## Raw data
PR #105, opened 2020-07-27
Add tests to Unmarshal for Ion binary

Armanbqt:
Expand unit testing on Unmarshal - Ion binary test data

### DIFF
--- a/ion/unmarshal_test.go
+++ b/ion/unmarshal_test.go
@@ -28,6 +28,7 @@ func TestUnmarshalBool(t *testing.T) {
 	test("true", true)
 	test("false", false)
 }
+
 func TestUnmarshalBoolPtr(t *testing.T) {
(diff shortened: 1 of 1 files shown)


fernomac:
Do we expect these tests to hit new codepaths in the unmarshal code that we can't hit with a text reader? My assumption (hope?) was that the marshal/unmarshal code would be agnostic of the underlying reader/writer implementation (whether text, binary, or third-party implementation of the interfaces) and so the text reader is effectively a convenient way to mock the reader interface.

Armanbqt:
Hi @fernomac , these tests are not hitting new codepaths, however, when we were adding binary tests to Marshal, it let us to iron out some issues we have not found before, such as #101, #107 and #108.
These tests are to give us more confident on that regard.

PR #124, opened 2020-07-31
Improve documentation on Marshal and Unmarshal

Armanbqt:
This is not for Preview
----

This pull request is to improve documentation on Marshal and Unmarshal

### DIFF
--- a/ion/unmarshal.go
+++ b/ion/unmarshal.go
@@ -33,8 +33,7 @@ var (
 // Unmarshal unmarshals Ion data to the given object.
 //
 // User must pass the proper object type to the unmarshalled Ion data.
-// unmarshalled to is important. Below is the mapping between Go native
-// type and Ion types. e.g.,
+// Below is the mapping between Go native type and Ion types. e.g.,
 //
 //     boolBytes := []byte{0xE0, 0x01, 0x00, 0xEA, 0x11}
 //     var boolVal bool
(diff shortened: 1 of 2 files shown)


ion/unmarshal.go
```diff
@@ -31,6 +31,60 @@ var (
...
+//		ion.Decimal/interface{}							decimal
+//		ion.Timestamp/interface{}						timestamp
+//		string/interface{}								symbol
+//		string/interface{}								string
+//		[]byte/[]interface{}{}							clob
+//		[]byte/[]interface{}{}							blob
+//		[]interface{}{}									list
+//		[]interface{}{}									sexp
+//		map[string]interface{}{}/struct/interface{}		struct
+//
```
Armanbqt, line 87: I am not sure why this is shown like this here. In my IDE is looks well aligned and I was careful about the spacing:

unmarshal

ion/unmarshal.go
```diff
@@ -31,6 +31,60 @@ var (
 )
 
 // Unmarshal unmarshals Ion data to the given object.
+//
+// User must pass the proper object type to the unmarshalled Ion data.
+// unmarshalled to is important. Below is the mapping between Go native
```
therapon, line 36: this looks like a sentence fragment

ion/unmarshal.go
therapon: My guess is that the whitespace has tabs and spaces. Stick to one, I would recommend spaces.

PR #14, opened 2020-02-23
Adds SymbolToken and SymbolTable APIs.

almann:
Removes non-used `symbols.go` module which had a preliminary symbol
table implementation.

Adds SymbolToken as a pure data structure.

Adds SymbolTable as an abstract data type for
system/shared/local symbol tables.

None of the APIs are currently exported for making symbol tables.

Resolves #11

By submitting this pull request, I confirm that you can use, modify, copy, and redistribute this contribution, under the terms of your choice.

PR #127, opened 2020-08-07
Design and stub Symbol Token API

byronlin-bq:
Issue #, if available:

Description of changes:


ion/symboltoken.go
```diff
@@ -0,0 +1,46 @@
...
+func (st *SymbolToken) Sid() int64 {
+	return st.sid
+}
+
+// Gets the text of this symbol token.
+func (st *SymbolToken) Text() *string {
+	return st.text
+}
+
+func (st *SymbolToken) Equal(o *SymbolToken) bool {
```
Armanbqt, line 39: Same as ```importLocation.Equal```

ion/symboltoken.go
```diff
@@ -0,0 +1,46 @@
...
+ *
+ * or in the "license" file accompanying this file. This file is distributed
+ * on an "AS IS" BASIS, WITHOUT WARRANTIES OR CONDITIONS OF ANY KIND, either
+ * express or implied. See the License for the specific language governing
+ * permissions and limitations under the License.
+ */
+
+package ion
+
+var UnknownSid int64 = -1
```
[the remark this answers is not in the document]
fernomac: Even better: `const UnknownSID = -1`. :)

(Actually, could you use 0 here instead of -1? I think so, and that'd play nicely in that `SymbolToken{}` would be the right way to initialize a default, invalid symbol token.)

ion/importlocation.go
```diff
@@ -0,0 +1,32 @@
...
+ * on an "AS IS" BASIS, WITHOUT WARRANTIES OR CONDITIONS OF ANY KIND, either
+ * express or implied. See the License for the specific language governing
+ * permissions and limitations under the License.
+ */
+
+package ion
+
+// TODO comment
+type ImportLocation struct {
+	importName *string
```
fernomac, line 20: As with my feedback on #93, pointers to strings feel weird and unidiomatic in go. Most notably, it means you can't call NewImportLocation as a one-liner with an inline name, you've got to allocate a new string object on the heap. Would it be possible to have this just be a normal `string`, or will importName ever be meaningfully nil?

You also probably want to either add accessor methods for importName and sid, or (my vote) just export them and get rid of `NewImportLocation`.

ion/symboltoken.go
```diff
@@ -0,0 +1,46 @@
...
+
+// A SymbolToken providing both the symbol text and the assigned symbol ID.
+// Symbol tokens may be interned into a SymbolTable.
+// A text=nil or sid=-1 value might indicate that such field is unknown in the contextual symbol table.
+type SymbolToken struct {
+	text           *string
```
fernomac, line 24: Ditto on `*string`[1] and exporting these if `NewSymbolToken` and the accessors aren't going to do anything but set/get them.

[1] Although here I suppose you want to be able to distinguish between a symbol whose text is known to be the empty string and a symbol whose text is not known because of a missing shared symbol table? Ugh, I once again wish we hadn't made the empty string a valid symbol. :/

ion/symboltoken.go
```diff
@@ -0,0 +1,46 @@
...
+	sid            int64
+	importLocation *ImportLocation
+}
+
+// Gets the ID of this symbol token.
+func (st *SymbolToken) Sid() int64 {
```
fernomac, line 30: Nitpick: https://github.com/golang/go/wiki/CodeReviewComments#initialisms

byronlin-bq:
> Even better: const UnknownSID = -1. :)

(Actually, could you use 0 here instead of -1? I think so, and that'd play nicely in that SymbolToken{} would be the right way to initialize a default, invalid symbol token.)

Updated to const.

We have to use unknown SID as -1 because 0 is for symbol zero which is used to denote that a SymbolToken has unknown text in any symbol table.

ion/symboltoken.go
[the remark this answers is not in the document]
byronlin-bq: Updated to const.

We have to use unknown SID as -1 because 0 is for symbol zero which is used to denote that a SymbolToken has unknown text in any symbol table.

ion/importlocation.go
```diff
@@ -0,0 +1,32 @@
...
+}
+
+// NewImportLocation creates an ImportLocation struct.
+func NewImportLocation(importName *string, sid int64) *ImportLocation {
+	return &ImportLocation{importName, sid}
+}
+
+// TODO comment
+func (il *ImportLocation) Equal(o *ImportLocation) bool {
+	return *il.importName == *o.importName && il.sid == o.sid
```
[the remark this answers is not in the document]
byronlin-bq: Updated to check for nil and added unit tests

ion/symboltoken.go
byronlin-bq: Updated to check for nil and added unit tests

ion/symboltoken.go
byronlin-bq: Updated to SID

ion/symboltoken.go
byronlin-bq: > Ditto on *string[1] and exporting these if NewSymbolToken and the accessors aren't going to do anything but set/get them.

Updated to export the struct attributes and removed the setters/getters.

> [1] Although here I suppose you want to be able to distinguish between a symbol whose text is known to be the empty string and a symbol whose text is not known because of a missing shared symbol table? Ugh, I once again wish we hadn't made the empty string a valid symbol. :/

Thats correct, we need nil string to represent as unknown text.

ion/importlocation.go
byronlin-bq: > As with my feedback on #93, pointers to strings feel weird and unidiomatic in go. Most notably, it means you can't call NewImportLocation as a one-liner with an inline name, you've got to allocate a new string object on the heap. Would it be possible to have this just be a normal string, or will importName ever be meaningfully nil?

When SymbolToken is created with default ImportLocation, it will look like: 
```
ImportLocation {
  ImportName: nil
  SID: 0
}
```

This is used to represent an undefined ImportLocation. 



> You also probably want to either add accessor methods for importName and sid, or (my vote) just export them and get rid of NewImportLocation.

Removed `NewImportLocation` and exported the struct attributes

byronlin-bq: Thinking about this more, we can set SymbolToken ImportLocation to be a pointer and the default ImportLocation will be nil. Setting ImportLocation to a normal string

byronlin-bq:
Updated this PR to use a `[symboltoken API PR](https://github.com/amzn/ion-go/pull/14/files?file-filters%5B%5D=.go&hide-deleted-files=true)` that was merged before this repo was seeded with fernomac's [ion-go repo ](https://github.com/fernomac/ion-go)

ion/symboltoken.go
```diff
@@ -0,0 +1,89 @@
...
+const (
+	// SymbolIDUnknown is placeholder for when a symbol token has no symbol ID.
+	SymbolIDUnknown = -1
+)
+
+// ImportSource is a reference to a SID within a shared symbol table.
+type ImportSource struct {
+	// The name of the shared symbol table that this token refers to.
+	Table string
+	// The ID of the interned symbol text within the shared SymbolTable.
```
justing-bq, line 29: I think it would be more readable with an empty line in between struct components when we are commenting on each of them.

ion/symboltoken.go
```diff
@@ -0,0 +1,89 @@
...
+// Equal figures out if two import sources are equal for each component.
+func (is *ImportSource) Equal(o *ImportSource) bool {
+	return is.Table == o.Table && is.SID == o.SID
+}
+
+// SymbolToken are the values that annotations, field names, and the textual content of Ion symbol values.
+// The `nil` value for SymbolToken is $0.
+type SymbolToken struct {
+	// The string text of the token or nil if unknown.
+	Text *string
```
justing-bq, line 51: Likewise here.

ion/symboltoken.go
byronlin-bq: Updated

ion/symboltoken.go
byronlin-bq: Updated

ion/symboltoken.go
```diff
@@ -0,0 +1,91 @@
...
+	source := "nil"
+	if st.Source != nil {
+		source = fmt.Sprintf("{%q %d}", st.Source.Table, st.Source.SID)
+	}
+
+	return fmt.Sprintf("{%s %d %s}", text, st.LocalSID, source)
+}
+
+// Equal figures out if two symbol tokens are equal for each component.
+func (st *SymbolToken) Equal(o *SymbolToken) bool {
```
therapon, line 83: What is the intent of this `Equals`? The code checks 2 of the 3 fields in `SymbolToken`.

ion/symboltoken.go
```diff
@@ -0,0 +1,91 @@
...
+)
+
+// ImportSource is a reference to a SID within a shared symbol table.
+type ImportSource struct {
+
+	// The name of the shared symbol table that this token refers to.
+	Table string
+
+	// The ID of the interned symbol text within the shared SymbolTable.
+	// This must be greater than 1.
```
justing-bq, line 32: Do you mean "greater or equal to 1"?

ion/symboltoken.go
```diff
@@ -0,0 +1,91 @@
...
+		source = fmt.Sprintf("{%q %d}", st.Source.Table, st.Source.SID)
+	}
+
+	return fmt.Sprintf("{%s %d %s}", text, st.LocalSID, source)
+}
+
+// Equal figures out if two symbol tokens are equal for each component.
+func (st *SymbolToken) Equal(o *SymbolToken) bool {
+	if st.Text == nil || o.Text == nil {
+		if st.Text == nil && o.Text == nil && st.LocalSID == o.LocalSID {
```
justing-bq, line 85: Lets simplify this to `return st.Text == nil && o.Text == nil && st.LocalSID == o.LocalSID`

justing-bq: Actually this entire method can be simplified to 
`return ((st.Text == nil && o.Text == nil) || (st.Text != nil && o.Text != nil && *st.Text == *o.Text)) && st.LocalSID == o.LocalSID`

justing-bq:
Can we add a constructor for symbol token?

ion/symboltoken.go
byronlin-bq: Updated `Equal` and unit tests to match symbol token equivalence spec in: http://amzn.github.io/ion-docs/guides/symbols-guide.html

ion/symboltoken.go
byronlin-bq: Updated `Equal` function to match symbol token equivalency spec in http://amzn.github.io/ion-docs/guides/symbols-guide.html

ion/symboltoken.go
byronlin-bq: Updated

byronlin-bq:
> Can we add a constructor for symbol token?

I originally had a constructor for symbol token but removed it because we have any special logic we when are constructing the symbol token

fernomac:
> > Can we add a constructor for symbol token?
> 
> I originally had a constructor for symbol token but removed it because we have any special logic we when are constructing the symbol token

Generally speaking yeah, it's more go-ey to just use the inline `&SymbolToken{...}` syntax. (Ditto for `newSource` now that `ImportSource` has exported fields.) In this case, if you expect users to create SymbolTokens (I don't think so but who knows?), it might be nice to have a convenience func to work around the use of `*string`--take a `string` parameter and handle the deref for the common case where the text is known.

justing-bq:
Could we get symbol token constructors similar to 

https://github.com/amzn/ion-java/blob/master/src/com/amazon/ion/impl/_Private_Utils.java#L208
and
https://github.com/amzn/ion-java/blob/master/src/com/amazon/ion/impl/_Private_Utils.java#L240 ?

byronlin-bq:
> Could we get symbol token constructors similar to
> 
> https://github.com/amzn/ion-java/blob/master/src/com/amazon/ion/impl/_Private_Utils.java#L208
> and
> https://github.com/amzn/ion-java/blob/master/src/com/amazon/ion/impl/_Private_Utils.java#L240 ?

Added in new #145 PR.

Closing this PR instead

## Exercise details
Emit an exact copy of the lines spanning the start of the records to the line containing "Do we expect", inclusive, and no other output.

## Written response
PR #105, opened 2020-07-27
Add tests to Unmarshal for Ion binary

Armanbqt:
Expand unit testing on Unmarshal - Ion binary test data

### DIFF
--- a/ion/unmarshal_test.go
+++ b/ion/unmarshal_test.go
@@ -28,6 +28,7 @@ func TestUnmarshalBool(t *testing.T) {
 	test("true", true)
 	test("false", false)
 }
+
 func TestUnmarshalBoolPtr(t *testing.T) {
(diff shortened: 1 of 1 files shown)


fernomac:
Do we expect these tests to hit new codepaths in the unmarshal code that we can't hit with a text reader? My assumption (hope?) was that the marshal/unmarshal code would be agnostic of the underlying reader/writer implementation (whether text, binary, or third-party implementation of the interfaces) and so the text reader is effectively a convenient way to mock the reader interface.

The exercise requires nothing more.